> [ENTRIES SUPPLIED]
PR #5555, opened 2018-11-06
chore: update deps, remove coveralls, fix audit issues

gkatsev:
Also, run `npm audit`. Then remove grunt-coveralls because it isn't used and coverage will be added separately. The last audit issue is waiting on https://github.com/karma-runner/karma-browserstack-launcher/issues/135
replace was updated to 1.0 when ownership changed and security issues were fixed.


package.json
```diff
@@ -89,7 +89,7 @@
     "conventional-changelog-cli": "^2.0.11",
     "conventional-changelog-videojs": "^3.0.0",
     "es5-shim": "^4.5.10",
```
BrandonOCasey: I have been wondering this, can we remove es5-shim at this point?

gkatsev: Maybe, it doesn't hurt to keep it in. It's only used for tests and helps make sure everything is up-to-spec. Since we're loading in es6-shim and es7-shim, it's probably best to keep es5-shim as well.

> [WORK TASK]
Output the listing above exactly as it appears.

> [SOLUTION TO THIS TASK]
PR #5555, opened 2018-11-06
chore: update deps, remove coveralls, fix audit issues

gkatsev:
Also, run `npm audit`. Then remove grunt-coveralls because it isn't used and coverage will be added separately. The last audit issue is waiting on https://github.com/karma-runner/karma-browserstack-launcher/issues/135
replace was updated to 1.0 when ownership changed and security issues were fixed.


package.json
```diff
@@ -89,7 +89,7 @@
     "conventional-changelog-cli": "^2.0.11",
     "conventional-changelog-videojs": "^3.0.0",
     "es5-shim": "^4.5.10",
```
BrandonOCasey: I have been wondering this, can we remove es5-shim at this point?

gkatsev: Maybe, it doesn't hurt to keep it in. It's only used for tests and helps make sure everything is up-to-spec. Since we're loading in es6-shim and es7-shim, it's probably best to keep es5-shim as well.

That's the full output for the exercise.